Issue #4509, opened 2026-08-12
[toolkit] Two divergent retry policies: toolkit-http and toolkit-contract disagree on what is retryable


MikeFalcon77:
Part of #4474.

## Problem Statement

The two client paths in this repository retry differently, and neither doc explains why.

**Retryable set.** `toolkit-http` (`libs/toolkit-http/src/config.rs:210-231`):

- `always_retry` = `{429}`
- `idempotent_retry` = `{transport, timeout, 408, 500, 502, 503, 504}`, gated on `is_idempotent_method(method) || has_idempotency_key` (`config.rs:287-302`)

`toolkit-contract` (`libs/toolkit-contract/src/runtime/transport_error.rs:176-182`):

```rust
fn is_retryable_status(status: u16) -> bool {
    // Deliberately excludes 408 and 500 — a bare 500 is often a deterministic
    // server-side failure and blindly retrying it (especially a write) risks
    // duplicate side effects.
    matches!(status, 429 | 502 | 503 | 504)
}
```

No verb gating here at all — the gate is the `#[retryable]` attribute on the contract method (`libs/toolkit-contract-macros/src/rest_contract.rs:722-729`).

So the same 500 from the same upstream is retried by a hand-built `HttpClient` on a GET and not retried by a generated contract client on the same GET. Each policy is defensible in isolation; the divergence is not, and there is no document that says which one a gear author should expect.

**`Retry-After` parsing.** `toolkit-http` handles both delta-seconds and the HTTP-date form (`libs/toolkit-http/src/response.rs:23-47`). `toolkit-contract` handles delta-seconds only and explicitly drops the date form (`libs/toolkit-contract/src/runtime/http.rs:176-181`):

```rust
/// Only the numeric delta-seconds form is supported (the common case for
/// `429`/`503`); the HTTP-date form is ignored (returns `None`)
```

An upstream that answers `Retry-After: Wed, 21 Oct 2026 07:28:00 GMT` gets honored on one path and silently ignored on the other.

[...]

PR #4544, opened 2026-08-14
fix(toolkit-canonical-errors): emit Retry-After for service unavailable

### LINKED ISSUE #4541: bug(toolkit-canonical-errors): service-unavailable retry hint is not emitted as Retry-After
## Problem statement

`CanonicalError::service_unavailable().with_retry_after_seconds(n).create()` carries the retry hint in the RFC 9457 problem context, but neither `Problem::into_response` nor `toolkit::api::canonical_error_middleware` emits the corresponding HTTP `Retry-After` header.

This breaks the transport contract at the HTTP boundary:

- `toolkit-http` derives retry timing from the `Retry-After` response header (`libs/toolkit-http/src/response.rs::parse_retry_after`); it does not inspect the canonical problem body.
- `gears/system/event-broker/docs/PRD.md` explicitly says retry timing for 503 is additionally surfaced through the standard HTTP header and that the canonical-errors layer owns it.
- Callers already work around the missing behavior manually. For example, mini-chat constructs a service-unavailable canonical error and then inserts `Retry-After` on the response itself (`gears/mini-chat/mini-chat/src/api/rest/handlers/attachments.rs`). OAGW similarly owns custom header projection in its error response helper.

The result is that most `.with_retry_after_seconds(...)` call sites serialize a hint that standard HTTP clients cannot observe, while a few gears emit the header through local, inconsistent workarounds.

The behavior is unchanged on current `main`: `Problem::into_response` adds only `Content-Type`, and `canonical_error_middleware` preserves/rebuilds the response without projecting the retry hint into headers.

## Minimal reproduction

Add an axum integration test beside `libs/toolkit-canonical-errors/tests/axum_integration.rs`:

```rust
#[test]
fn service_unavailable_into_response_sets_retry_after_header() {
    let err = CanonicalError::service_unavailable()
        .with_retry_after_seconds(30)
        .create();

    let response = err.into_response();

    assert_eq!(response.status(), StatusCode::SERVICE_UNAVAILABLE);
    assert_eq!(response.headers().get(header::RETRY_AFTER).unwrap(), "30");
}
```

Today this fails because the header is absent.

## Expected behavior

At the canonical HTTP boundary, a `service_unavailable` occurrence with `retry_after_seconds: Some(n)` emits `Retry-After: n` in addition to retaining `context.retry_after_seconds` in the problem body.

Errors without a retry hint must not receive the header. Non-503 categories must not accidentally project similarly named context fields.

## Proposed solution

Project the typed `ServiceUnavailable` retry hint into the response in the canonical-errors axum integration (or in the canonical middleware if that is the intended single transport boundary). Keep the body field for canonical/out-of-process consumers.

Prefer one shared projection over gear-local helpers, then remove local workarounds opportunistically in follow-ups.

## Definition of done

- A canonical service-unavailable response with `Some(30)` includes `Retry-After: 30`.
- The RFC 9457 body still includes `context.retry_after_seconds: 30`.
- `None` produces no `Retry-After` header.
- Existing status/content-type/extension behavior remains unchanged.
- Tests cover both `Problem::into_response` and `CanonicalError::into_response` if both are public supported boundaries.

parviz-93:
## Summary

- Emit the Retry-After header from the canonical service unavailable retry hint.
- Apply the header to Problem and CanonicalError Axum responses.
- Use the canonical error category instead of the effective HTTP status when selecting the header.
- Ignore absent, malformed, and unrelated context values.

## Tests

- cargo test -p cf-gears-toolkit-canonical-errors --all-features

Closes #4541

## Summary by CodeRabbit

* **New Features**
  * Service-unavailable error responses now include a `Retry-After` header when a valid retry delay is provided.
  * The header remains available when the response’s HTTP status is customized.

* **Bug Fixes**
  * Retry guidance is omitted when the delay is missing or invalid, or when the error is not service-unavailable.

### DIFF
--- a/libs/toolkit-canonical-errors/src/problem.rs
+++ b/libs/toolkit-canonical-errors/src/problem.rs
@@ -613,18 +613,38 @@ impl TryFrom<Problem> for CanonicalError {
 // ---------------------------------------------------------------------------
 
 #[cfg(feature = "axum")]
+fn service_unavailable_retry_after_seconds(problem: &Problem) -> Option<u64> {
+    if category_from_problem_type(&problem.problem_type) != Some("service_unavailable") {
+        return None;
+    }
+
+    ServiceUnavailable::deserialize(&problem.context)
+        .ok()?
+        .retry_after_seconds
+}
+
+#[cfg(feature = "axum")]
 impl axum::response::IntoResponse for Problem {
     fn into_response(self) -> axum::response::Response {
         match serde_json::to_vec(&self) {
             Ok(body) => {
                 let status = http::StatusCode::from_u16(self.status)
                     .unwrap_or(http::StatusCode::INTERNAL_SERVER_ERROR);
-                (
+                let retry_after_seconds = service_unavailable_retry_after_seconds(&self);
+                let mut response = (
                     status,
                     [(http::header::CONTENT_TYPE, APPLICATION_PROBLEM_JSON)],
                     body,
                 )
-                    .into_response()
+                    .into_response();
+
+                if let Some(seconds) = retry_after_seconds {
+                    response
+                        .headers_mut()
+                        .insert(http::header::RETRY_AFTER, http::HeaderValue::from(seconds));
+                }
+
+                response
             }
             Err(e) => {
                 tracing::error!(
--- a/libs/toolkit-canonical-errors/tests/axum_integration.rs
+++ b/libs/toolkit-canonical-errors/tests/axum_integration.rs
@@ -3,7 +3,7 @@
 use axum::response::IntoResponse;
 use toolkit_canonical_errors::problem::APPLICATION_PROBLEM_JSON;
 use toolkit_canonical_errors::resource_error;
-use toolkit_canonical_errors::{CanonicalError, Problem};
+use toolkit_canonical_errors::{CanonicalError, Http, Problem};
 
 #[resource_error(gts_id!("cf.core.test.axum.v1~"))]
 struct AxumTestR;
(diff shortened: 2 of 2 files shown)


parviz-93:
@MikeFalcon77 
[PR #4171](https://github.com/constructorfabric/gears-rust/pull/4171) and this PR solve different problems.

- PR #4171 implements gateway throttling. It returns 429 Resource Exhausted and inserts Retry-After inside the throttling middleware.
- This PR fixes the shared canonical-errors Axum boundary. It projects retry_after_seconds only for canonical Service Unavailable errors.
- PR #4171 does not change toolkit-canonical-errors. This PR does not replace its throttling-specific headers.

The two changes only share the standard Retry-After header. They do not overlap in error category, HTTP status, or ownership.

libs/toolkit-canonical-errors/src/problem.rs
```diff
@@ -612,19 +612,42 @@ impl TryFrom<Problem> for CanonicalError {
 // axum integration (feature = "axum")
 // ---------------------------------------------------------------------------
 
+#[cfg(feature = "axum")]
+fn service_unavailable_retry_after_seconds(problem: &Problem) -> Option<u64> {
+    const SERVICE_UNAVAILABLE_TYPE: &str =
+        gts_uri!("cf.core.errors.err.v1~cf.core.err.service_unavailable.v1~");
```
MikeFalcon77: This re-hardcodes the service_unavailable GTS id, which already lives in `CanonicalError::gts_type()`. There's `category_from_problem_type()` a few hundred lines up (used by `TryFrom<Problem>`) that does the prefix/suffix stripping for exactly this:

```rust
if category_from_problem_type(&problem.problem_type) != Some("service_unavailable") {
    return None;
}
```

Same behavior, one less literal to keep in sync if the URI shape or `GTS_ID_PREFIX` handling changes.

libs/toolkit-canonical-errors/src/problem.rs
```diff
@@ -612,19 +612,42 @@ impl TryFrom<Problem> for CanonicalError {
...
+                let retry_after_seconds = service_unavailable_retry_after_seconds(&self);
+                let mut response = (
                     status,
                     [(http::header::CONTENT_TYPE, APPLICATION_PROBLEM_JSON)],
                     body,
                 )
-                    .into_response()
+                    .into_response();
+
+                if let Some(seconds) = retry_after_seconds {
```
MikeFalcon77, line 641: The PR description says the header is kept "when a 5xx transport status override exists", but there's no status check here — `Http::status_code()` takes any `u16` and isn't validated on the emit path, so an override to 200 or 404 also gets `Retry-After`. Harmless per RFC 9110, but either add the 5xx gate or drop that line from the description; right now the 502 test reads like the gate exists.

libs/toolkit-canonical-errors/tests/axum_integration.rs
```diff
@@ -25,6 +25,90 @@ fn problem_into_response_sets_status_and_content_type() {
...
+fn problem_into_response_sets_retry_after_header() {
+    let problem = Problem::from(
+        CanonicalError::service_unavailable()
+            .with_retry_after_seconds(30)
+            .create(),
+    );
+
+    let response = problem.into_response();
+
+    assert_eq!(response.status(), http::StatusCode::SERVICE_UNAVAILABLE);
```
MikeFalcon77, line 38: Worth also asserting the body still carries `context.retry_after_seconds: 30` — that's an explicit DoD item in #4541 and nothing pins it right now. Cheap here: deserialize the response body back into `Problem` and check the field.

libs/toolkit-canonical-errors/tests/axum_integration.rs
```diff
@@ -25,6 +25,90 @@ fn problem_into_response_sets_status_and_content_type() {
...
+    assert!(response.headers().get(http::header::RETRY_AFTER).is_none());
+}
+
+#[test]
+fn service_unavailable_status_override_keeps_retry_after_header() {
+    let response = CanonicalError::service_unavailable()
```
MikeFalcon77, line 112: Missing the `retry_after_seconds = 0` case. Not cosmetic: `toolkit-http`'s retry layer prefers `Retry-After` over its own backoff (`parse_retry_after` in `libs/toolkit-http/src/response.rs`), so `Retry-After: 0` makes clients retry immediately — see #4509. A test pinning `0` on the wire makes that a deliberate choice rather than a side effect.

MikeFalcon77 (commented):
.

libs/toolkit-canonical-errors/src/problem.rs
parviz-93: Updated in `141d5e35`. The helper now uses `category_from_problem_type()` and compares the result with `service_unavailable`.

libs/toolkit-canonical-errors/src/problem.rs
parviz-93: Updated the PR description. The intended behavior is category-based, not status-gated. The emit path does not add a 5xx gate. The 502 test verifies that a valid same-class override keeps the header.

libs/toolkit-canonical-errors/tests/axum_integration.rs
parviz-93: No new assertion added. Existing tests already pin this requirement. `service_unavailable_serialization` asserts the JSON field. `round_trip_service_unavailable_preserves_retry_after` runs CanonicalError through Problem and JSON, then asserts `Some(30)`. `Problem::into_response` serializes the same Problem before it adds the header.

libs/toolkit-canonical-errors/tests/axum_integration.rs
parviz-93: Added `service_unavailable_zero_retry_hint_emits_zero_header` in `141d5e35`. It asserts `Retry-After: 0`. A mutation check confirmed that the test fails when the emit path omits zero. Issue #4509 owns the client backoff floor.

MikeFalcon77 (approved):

........

» **What the task asks**:
Counting only the lines that include "case", state how many there are in the entries, and nothing else.

» **Written solution**:
2